(Input begins)

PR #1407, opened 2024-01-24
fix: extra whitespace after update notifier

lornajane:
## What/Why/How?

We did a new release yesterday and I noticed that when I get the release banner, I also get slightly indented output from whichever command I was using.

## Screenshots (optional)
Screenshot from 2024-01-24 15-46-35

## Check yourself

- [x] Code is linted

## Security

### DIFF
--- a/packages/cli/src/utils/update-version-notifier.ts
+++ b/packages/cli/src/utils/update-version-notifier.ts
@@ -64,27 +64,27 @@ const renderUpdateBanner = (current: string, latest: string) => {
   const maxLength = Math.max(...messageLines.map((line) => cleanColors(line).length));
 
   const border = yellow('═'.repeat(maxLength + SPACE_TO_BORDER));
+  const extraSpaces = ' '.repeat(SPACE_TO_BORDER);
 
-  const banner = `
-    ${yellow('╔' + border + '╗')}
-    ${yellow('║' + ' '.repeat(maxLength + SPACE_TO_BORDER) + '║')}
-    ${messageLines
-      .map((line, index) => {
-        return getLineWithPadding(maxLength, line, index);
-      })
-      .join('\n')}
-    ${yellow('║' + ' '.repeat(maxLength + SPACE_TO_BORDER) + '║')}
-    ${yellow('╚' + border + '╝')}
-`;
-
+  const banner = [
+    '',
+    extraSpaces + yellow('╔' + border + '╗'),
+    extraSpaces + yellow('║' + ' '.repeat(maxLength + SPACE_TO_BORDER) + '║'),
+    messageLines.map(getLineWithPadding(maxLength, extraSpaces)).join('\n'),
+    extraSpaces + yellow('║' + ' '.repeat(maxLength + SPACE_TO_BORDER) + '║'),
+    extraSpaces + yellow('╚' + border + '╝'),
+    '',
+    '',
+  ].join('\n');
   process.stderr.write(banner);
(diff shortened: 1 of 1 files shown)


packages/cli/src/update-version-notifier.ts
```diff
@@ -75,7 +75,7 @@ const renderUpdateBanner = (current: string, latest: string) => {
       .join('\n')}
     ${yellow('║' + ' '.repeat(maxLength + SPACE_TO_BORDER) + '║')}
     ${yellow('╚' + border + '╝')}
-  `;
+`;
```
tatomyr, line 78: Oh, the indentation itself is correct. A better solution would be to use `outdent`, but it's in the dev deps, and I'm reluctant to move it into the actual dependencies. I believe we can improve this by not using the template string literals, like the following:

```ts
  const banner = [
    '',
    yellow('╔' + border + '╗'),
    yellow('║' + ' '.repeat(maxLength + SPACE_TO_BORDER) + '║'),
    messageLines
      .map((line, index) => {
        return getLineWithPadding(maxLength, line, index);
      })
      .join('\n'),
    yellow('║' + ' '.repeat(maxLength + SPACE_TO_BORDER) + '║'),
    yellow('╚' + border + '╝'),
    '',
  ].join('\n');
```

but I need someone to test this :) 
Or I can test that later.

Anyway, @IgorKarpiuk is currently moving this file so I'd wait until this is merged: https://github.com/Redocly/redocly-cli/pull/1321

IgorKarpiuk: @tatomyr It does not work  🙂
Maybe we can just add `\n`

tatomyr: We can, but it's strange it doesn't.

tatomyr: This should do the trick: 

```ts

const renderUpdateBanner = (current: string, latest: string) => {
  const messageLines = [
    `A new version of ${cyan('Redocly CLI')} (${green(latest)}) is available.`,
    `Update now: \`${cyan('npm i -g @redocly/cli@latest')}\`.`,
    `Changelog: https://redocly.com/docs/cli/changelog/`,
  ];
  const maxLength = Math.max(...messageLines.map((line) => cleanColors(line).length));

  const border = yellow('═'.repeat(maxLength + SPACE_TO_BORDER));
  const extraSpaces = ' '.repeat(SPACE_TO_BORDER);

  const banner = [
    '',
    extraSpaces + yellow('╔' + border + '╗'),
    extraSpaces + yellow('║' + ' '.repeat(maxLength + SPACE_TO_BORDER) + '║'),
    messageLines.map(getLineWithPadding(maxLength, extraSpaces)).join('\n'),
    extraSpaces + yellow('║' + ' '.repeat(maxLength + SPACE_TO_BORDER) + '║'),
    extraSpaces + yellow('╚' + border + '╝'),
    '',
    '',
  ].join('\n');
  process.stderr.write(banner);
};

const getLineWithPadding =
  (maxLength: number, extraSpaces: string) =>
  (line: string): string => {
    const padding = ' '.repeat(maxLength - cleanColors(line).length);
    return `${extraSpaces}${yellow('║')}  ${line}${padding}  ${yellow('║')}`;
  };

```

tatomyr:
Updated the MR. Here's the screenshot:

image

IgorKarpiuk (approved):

(Input ends)

• **Aim of the task**: Output the entire data exactly, line for line.

• **Written reply**:
PR #1407, opened 2024-01-24
fix: extra whitespace after update notifier

lornajane:
## What/Why/How?

We did a new release yesterday and I noticed that when I get the release banner, I also get slightly indented output from whichever command I was using.

## Screenshots (optional)
Screenshot from 2024-01-24 15-46-35

## Check yourself

- [x] Code is linted

## Security

### DIFF
--- a/packages/cli/src/utils/update-version-notifier.ts
+++ b/packages/cli/src/utils/update-version-notifier.ts
@@ -64,27 +64,27 @@ const renderUpdateBanner = (current: string, latest: string) => {
   const maxLength = Math.max(...messageLines.map((line) => cleanColors(line).length));
 
   const border = yellow('═'.repeat(maxLength + SPACE_TO_BORDER));
+  const extraSpaces = ' '.repeat(SPACE_TO_BORDER);
 
-  const banner = `
-    ${yellow('╔' + border + '╗')}
-    ${yellow('║' + ' '.repeat(maxLength + SPACE_TO_BORDER) + '║')}
-    ${messageLines
-      .map((line, index) => {
-        return getLineWithPadding(maxLength, line, index);
-      })
-      .join('\n')}
-    ${yellow('║' + ' '.repeat(maxLength + SPACE_TO_BORDER) + '║')}
-    ${yellow('╚' + border + '╝')}
-`;
-
+  const banner = [
+    '',
+    extraSpaces + yellow('╔' + border + '╗'),
+    extraSpaces + yellow('║' + ' '.repeat(maxLength + SPACE_TO_BORDER) + '║'),
+    messageLines.map(getLineWithPadding(maxLength, extraSpaces)).join('\n'),
+    extraSpaces + yellow('║' + ' '.repeat(maxLength + SPACE_TO_BORDER) + '║'),
+    extraSpaces + yellow('╚' + border + '╝'),
+    '',
+    '',
+  ].join('\n');
   process.stderr.write(banner);
(diff shortened: 1 of 1 files shown)


packages/cli/src/update-version-notifier.ts
```diff
@@ -75,7 +75,7 @@ const renderUpdateBanner = (current: string, latest: string) => {
       .join('\n')}
     ${yellow('║' + ' '.repeat(maxLength + SPACE_TO_BORDER) + '║')}
     ${yellow('╚' + border + '╝')}
-  `;
+`;
```
tatomyr, line 78: Oh, the indentation itself is correct. A better solution would be to use `outdent`, but it's in the dev deps, and I'm reluctant to move it into the actual dependencies. I believe we can improve this by not using the template string literals, like the following:

```ts
  const banner = [
    '',
    yellow('╔' + border + '╗'),
    yellow('║' + ' '.repeat(maxLength + SPACE_TO_BORDER) + '║'),
    messageLines
      .map((line, index) => {
        return getLineWithPadding(maxLength, line, index);
      })
      .join('\n'),
    yellow('║' + ' '.repeat(maxLength + SPACE_TO_BORDER) + '║'),
    yellow('╚' + border + '╝'),
    '',
  ].join('\n');
```

but I need someone to test this :) 
Or I can test that later.

Anyway, @IgorKarpiuk is currently moving this file so I'd wait until this is merged: https://github.com/Redocly/redocly-cli/pull/1321

IgorKarpiuk: @tatomyr It does not work  🙂
Maybe we can just add `\n`

tatomyr: We can, but it's strange it doesn't.

tatomyr: This should do the trick: 

```ts

const renderUpdateBanner = (current: string, latest: string) => {
  const messageLines = [
    `A new version of ${cyan('Redocly CLI')} (${green(latest)}) is available.`,
    `Update now: \`${cyan('npm i -g @redocly/cli@latest')}\`.`,
    `Changelog: https://redocly.com/docs/cli/changelog/`,
  ];
  const maxLength = Math.max(...messageLines.map((line) => cleanColors(line).length));

  const border = yellow('═'.repeat(maxLength + SPACE_TO_BORDER));
  const extraSpaces = ' '.repeat(SPACE_TO_BORDER);

  const banner = [
    '',
    extraSpaces + yellow('╔' + border + '╗'),
    extraSpaces + yellow('║' + ' '.repeat(maxLength + SPACE_TO_BORDER) + '║'),
    messageLines.map(getLineWithPadding(maxLength, extraSpaces)).join('\n'),
    extraSpaces + yellow('║' + ' '.repeat(maxLength + SPACE_TO_BORDER) + '║'),
    extraSpaces + yellow('╚' + border + '╝'),
    '',
    '',
  ].join('\n');
  process.stderr.write(banner);
};

const getLineWithPadding =
  (maxLength: number, extraSpaces: string) =>
  (line: string): string => {
    const padding = ' '.repeat(maxLength - cleanColors(line).length);
    return `${extraSpaces}${yellow('║')}  ${line}${padding}  ${yellow('║')}`;
  };

```

tatomyr:
Updated the MR. Here's the screenshot:

image

IgorKarpiuk (approved):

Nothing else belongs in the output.